Helicase activity was assayed by monitoring (and quantifying) the displacement of the radiolabelled (γ32P-ATP) 105-mer oligonucleotide oVP-1 (partially) annealed to the single-stranded circular DNA m13mp18 (ssM13; Affymetrix) essentially as previously described [57]. All reactions, containing 0.658 nM radiolabelled DNA substrate, were initiated by the addition of 2.5 mM ATP and carried out at 37°C in buffer containing 20 mM HEPES-NaOH (pH 7.5), 50 mM NaCl, 10 mM MgCl2 and 1 mM DTT for various lengths of time. In these reactions, proteins are in large excess (more than 250×) and thus not rate limiting. The reactions were terminated by adding 5× SDS-STOP buffer (100 mM Tris pH 8.0, 200 mM EDTA, 2.5% w/v SDS, 50% v/v glycerol, 0.15% (w/v) bromophenol blue). Proteins were added sequentially, with a 5 min preincubation after each addition. The gel was dried, scanned and analysed using a molecular imager and associated software (Bio-Rad). Experiments were carried out in triplicate, and data analysis was performed using Prism 6 (GraphPad Software).

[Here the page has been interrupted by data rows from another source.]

PR #535, opened 2024-08-02
GIL functions for genuine multi-threading

cjdoris:
Adds `PythonCall.GIL` module with:
- `lock(f)` to execute `f()` with the GIL held
- `@lock expr` the macro equivalent
- `release(f)` to execute `f()` with the GIL released
- `@release expr` the macro equivalent

Here's an example from the tests. It calls Python's `time.sleep(1)` twice in two Julia threads. `GIL.@release` is required to release the GIL so that within the threads `GIL.@lock` can re-acquire it. Since `time.sleep` itself then releases the GIL again, the sleep actually happens in parallel and the whole block takes 1 second.
```julia
PythonCall.GIL.@release Threads.@threads for i = 1:2
    PythonCall.GIL.@lock pyimport("time").sleep(1)
end
```

Here's a similar example from the Python tests. It defines a Julia function `jsleep` which behaves pretty much like `time.sleep`. In particular it also releases the GIL, so when you call `jsleep(1)` twice in parallel, it only takes 1 second in total.
```python
from concurrent.futures import ThreadPoolExecutor, wait
jsleep = jl.seval("t::Real -> PythonCall.GIL.@release Libc.systemsleep(t)")
pool = ThreadPoolExecutor(2)
fs = [pool.submit(jsleep, 1) for _ in range(2)]
wait(fs)
```

When using this from the Python side, if the Julia code can yield (e.g. `sleep(1)`), the threaded tasks won't finish unless you explicitly yield back from Python to let the yielding code finish. You'll probably need to yield in a loop. We could provide some functionality for this in JuliaCall but I'll leave that for another ticket.

- [x] release notes
- [x] julia tests
- [x] python tests
- [x] documentation - I think a lot of the advice in the FAQ could move into a new GIL/multithreading section in the main docs.
- [x] builds on #529 - merge that first


cjdoris:
@MilesCranmer @ericphanson thought you'd like this PR - I think it's cool

MilesCranmer:
This is awesome!!

MilesCranmer:
Yeah I think this would be very very useful for the PySR/SymbolicRegression.jl ecosystem. The most requested feature is being able to use Python functionality from within user-defined custom loss functions (which are run in parallel). I think this feature would help enable that.

cjdoris:
Ok I'm happy with this except the names `lock` and `release` which feel asymmetric. My suggestions in order of preference:
- `acquire` and `release` (Python uses this terminology in the C API docs, though it also uses ensure/release and restore/save)
- `lock` and `unlock` (more like the Julia stdlib)
- `pygil_acquire` and `pygil_release` and export these.

MilesCranmer:
I strongly prefer `lock` and `unlock`. Here's my reasoning:

Even though I use Python for 50% of my work, I have literally never seen `acquire` and `release` used before. I'm assuming this is because the Python multithreading/multiprocessing API is 99% of the time uses immutable storage and interacts with a mapped function on a thread pool. In other words, thread locks are fairly uncommon in Python, and I think most people interacting with this interface will be more used to the Julia versions.

In Julia, `lock` and `unlock` are fairly common functions. So much so that they are found in `Base`, which is unlike Python where `acquire` is only found in a separate stdlib modules (like [here](https://docs.python.org/3/library/threading.html#threading.RLock.acquire)).

Though these functions control the Python API, the exposed API is called via PythonCall.jl. Thus, I think they should respect the Julia standards. Perhaps a `juliacall` version could use `acquire` and `release`. Basically whenever there is an ambiguity in a syntax choice, I think PythonCall.jl should prefer normal Julia syntax, and juliacall should prefer normal Python syntax.

MilesCranmer:
One other thought: would it ever be possible to control multiple Python processes from PythonCall.jl? In this case I wonder if there should be some kind of `lock(f::Function, lock::PythonProcessLock)` implemented, so you can choose a specific Python process to lock the GIL of.

MilesCranmer:
Still though, it might be nice to have a Julian version, so you could really use the standard patterns (including other tools that might interface with `Base.lock`, like:

```julia
lock(PythonCall.GIL) do
    #= do stuff =#
end
```

Rather than `PythonCall.GIL.Lock`.

MilesCranmer:
Argh, but then again, I guess the GIL is kind of different than a normal Julia lock... So that might motivate having different names for these.

cjdoris:
Yeah I think I agree that `lock`, `unlock` is right. This is a Julia package so should use Julia terminology - which has been my approach elsewhere in PythonCall and CondaPkg.

It's a nice idea to try overloading Base functions for locking, but it's not immediately obvious how, so I'll leave that for a separate PR.

MilesCranmer:
> It's a nice idea to try overloading Base functions for locking, but it's not immediately obvious how, so I'll leave that for a separate PR.

The tricky thing here is that it would require a slightly different syntax. The `lock` in `Base` locks a specific object, whereas this one takes no arguments. This is kind of why I feel like `lock(PythonCall.GILRef)` might be nice. And `GILRef` can just be an abstract type to allow declaring a `Base.lock(::Type{PythonCall.GILRef})` 

(Not sure the right name here... `GILRef` doesn't sound great)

RNA primer synthesis assay and thermally denaturing HPLC analysis

RNA priming assays and denaturing HPLC analyses were conducted as was previously described for other mesophilic bacterial primases [76]. The purified oligonucleotide templates used in this study were synthesized by Integrated DNA Technologies (Coralville, IA, USA). All RNA primer synthesis reactions were carried out in 50 µl nuclease-free water containing 50 mM HEPES pH 7.5, 100 mM potassium glutamate, 10 mM DTT, 2 µM ssDNA template, 30 mM magnesium acetate and 1.2 mM of each NTP, unless otherwise specified. For the denaturing HPLC analyses, a gradient 0–8.8% v/v acetonitrile over 16 min was used to obtain optimal separation of primer products and ssDNA templates on a WAVE HPLC nucleic acid fragment analysis system equipped with a DNA Sep HPLC column (Transgenomic; Omaha, NE, USA). The moles of RNA primers synthesized were quantified as previously described [56].